На кухне за столом сидел в майке небритый мужик за сорок. Он ел гречневую кашу из внушительной тарелки. Под столом у его ног свернулся калачиком Бимка.
– Мила, дай еще масла.
Мужик
увидел Валентина и протянул ему руку, не прерывая процесса еды.– Дима. Можно на ты. А ты, значит, Тин?
– Очень приятно. Да, Валентин.
– Да ты присаживайся. Будь, как дома. Каши хочешь?
– Дим, молодежь твоих каш не ест. Я им с Сонькой яичницу варганю.
– А я люблю гречневую кашу.
– Че, реально? Да ты молодец! А ты любишь зеленую? Вот эту, видишь у меня? Ну, не жареную. Она пахнет по-другому совсем.
– Вы знаете, вот да. Именно такую и люблю.
Мила по-бабьи всплеснула руками:
– так что, не будешь мою яичницу? Каши положить? Да без базара, я просто не думала, что ты эту кашу есть будешь.
Где-то зазвонил телефон.
– Соня, принеси папе телефон. Соня! Ты слышишь? На столе у папы в кабинете, -Дима говорил громко, почти кричал.
Валентин услышал топот детских ног. На кухню вбежала девочка лет шести, в платьице с рюшечками, в маленьких ручках она держала айфон.
– Вот молодец дочурк, давай скорее. Але! Да, я слушаю. Селитры? Три вагона. Нет, пока три. На следующей неделе больше возьму. Да, границу я беру на себя, с границей мы уж как-нибудь разберемся. Что вы сказали? Сколько? Нет, пятнадцать это много. Подождите, я щас подойду к компьютеру.
Дима вскочил с места и быстро ушел, видимо, в кабинет.
Минут через семь он вернулся с озабоченным видом, быстро доел свою остывшую кашу.
– Ну что, народ. У меня тут сделочка наметилась. Футболки мне соберешь? Дня на два. Или на три. Бритву не забудь. Прям щас.
Дима унес чай к себе, по дороге набирая что-то в телефоне.
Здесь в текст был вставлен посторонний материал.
PR #211, opened 2020-08-02
DemonSGD & DemonAdam

zoq:
DemonSGD & DemonAdam - https://arxiv.org/abs/1910.04952


zoq:
> Strange I tested the tests in a loop with different random seeds without any issue.

Okay so the issue is that with the cast here: https://github.com/mlpack/ensmallen/pull/211/commits/a57ff2d510e901dfa89cbce17caf1985cc0a80b8 the decay was always set to zero.

zoq:

zoq:

zoq:

zoq:

zoq:

zoq:

zoq:

rcurtin:
Let's keep this open---I have been meaning to review it but haven't quite gotten to it yet. :+1:

doc/optimizers.md
```diff
@@ -202,7 +202,7 @@ with _`UpdateRule`_` = AdamUpdate`.
 | `double` | **`beta1`** | Exponential decay rate for the first moment estimates. | `0.9` |
 | `double` | **`beta2`** | Exponential decay rate for the weighted infinity norm estimates. | `0.999` |
 | `double` | **`eps`** | Value used to initialize the mean squared gradient parameter. | `1e-8` |
-| `size_t` | **`max_iterations`** | Maximum number of iterations allowed (0 means no limit). | `100000` |
+| `size_t` | **`maxIterations`** | Maximum number of iterations allowed (0 means no limit). | `100000` |
```
rcurtin, line 205: Nice catch! :+1:

doc/optimizers.md
```diff
@@ -744,6 +744,119 @@ optimizer.Optimize(f, coordinates);
  * [Differential Evolution in Wikipedia](https://en.wikipedia.org/wiki/Differential_Evolution)
  * [Arbitrary functions](#arbitrary-functions)
 
+## DemonAdam
+
+*An optimizer for [differentiable separable functions](#differentiable-separable-functions).*
+
+DemonAdam is an Adam based optimzer. DemonAdam is motivated by decaying the
```
rcurtin, line 751:
```suggestion
DemonAdam is an Adam based optimizer. DemonAdam is motivated by decaying the
```

doc/optimizers.md
```diff
@@ -744,6 +744,119 @@ optimizer.Optimize(f, coordinates);
...
+ * [SGD in Wikipedia](https://en.wikipedia.org/wiki/Stochastic_gradient_descent)
+ * [SGD](#standard-sgd)
+ * [Decaying momentum helps neural network training](https://arxiv.org/abs/1910.04952)
+ * [Differentiable separable functions](#differentiable-separable-functions)
+
+## DemonSGD
+
+*An optimizer for [differentiable separable functions](#differentiable-separable-functions).*
+
+DemonSGD is an SGD based optimzer. DemonSGD is motivated by decaying the total
```
rcurtin, line 811:
```suggestion
DemonSGD is an SGD based optimizer. DemonSGD is motivated by decaying the total
```

include/ensmallen_bits/demon_adam/demon_adam.hpp
```diff
@@ -0,0 +1,206 @@
...
+
+using DemonAdaMax = DemonAdamType<AdaMaxUpdate>;
+
+using DemonAMSGrad = DemonAdamType<AMSGradUpdate>;
+
+using DemonNadam = DemonAdamType<NadamUpdate>;
+
+using DemonNadaMax = DemonAdamType<NadaMaxUpdate>;
+
+using DemonOptimisticAdam = DemonAdamType<OptimisticAdamUpdate>;
```
rcurtin, line 202: Maybe it's worth at least mentioning these typedefs in the `DemonAdam` and `DemonSGD` documentation?

include/ensmallen_bits/demon_adam/demon_adam_update.hpp
```diff
@@ -0,0 +1,169 @@
...
+      T(momentumIterations),
+      betaInit(momentum),
+      t(0),
+      adamUpdateInst(adamUpdate)
+  {
+    // Make sure the momentum iterations parameter is non-zero.
+    assert(momentumIterations != 0 && "The number of iterations before the "
+        "momentum will decay is zero, make sure the max iterations and "
+        "batch size parameter is set correctly. "
+        "Default: momentumIterations = maxIterations * batchSize.");
```
rcurtin, line 62: Shouldn't this be `maxIterations / batchSize` as the default?  Otherwise the number of decay steps for momentum won't match the number of steps taken during optimization.

include/ensmallen_bits/demon_sgd/demon_sgd_update.hpp
```diff
@@ -0,0 +1,139 @@
...
+     * @param cols Number of columns in the gradient matrix.
+     */
+    Policy(DemonSGDUpdate& parent,
+           const size_t /* rows */,
+           const size_t /* cols */) :
+      parent(parent)
+    { /* Nothing to do here */ }
+
+    /**
+     * Update step for DamonSGD.
```
rcurtin, line 96:
```suggestion
     * Update step for DemonSGD.
```

rcurtin (commented):
Nice, looks good! Only one real comment about the default value for `T`. It's surprising both that the technique seems to yield such nice results, and also that the authors did such comprehensive comparisons... most of these papers they seem to only compare with plain SGD on logistic regression on MNIST...

include/ensmallen_bits/demon_adam/demon_adam.hpp
zoq: Agreed, good idea.

include/ensmallen_bits/demon_adam/demon_adam_update.hpp
zoq: Nice catch!

include/ensmallen_bits/demon_adam/demon_adam.hpp
```diff
@@ -0,0 +1,206 @@
...
+ * ensmallen is free software; you may redistribute it and/or modify it under
+ * the terms of the 3-clause BSD license.  You should have received a copy of
+ * the 3-clause BSD license along with ensmallen.  If not, see
+ * http://www.opensource.org/licenses/BSD-3-Clause for more information.
+ */
+#ifndef ENSMALLEN_DEMON_ADAM_DEMON_ADAM_HPP
+#define ENSMALLEN_DEMON_ADAM_DEMON_ADAM_HPP
+
+#include <ensmallen_bits/sgd/sgd.hpp>
+#include "demon_adam_update.hpp"
```
zoq, line 16: I'll update the includes today.

conradsnicta: We may need to sort out which format to use (`<xyz>` vs `"xyz"`). 

Use of `<...>` caused problems within the context of RcppArmadillo (see for example https://github.com/RcppCore/RcppArmadillo/pull/281, https://github.com/RcppCore/RcppArmadillo/pull/315, and related issues). The tldr is that for people that had two versions of Armadillo (one via RcppArmadillo, and one via plain Armadillo), there were clashes between the headers from the two versions.  We settled on `"xyz"` to avoid this.

Within the context of ensmallen, rather than doing something like `#include <ensmallen_bits/sgd/sgd.hpp>`, perhaps we can use `..` to specify one level back in the directory structure, ie. `#include "../sgd/sgd.hpp"`.  Alternatively, rather than having subdirectories, we have a flat layout in `ensmallen_bits`, ie. avoid use of further subdirectories.  While the latter option may seem more messy, it has the advantage of all files being visible at the same time.

rcurtin: My only opinion on the format is that it's consistent. :) It sounds like `""` is the right way to go here. How should we document this to ensure that it doesn't happen again? Style guide? Build check that greps for `#include <ensmallen_bits/`?

zoq: That also mean, we I should revert https://github.com/mlpack/ensmallen/pull/234/files/7776391f212b6c20a80c5a7fdb58785625736451#r810741863 and use `"xyz"` instead and adapt `<ensmallen_bits/sgd/sgd.hpp>` accordingly.

I'd like to keep the sub-directory structure, I think it's cleaner, and I don't mind to go one level back and forth. On the GitLab Armadillo repository page, the browser search function is unusable for me; the interface only lists the files in the viewport, so if I search for a file, I have to scroll down to the end, then I can search for a specific file.

include/ensmallen_bits/demon_adam/demon_adam_update.hpp
```diff
@@ -0,0 +1,169 @@
...
+ *
+ * ensmallen is free software; you may redistribute it and/or modify it under
+ * the terms of the 3-clause BSD license.  You should have received a copy of
+ * the 3-clause BSD license along with ensmallen.  If not, see
+ * http://www.opensource.org/licenses/BSD-3-Clause for more information.
+ */
+#ifndef ENSMALLEN_DEMON_ADAM_DEMON_ADAM_UPDATE_HPP
+#define ENSMALLEN_DEMON_ADAM_DEMON_ADAM_UPDATE_HPP
+
+#include <assert.h>
```
rcurtin, line 15: I imagine this is already included by other headers?  (Also I'm not sure it's needed.  Correct me if I'm wrong.)

rcurtin (approved):
Everything looks good to me here. :+1:

It seems like the sanity checks are incorrect or irrelevant---maybe we should filter out those messages?

include/ensmallen_bits/demon_adam/demon_adam_update.hpp
zoq: No `assert` in https://github.com/mlpack/ensmallen/blob/master/include/ensmallen.hpp.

– Вот. Опять уедет папка наш.
Мила поставила перед Валентином тарелку с кашей.
– Вот кушай – зеленая, как ты любишь. Соня, ты мыла руки?
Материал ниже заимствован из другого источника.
PR #213, opened 2020-08-03
Optimizer Summary Report

zoq:
Example output:

```
Report
--------------------------------------------------------------------------------

Initial Coordinates:
    6.0000  -45.6000    6.2000

Final coordinates:
   5.9975  -6.1651   0.0030

iter          loss          loss change   |gradient|    step size     total time
0             1.22e+03      0             991           0.0003        5.98e-05
333           465           759           6.55          0.0003        0.00106
666           312           154           2.48          0.0003        0.00203
999           209           103           50.1          0.0003        0.00287
1332          140           68.9          0.00248       0.0003        0.00377
1665          93.9          46.2          0.00248       0.0003        0.00465
1998          63            31            0.00248       0.0003        0.00555
2331          42.2          20.8          0.00248       0.0003        0.00635
2664          28.3          13.9          0.0591        0.0003        0.00711
2997          19            9.33          0.00248       0.0003        0.00787
3330          12.7          6.26          0.0178        0.0003        0.00863

--------------------------------------------------------------------------------

Version:
ensmallen:                    2.11.1 (The Poster Session Is Full)
armadillo:                    9.900.1 (Nocturnal Misbehaviour)

Function:
Num functions:                3
Function:
Coordinates rows:             3
Coordinates columns:          1

Loss:
Initial                       1.22e+03
Final                         12.7
Change                        1.21e+03

Optimizer:
Max iterations:               10000
Reached maximum iterations:   false
Batchsize:                    1
Iterations:                   3333
Final step size:              0.0003
Coordinates max norm:         991
Evaluate calls:               10000
Gradient calls:               10000
Time (in seconds):            0.00864
```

– Мила, а ты сказала ему про меня?
– Сказала. Да ты не бойся его. Он совершенно спокойно относится. Слушай, Тинчик, мне надо на пару часов в салон съездить, и Дима так вдруг чалит… ты посидишь с Соней. Сходите с Бимкой погуляете. Оки? А то мне ее придется маме отвозить, потом забирать. Тогда я быстренько вернусь и поедем куда-нибудь покушать.
– Я не хочу-у-у с ним сиде-е-еть.
– Соня. Тин покажет тебе новую компьютерную игру. Тебе не надо с ним вот прям сидеть, вы можете играть, гулять, читать. Доедай давай!
– Да, конечно. И посидим и погуляем. Я люблю детей.
Соня оказалась вполне простым ребенком. К сентябрю ее готовили к школе, она уже знала буквы и немного могла считать. Она показала Валентину свои игрушки, игрушки были дорогие, огромные кукольные дома, целая коллекция Барби и Кенов, клетка с живыми шиншиллами. Вернее, как объяснила Соня: это не шиншиллы а чилийские белки Дегу. Или бразильские, она забыла. Они выпустили этих белок на кровать, белки бегали по рукам, забавно все нюхали. Потом Валентин ходил с Соней и Бимкой гулять в парк.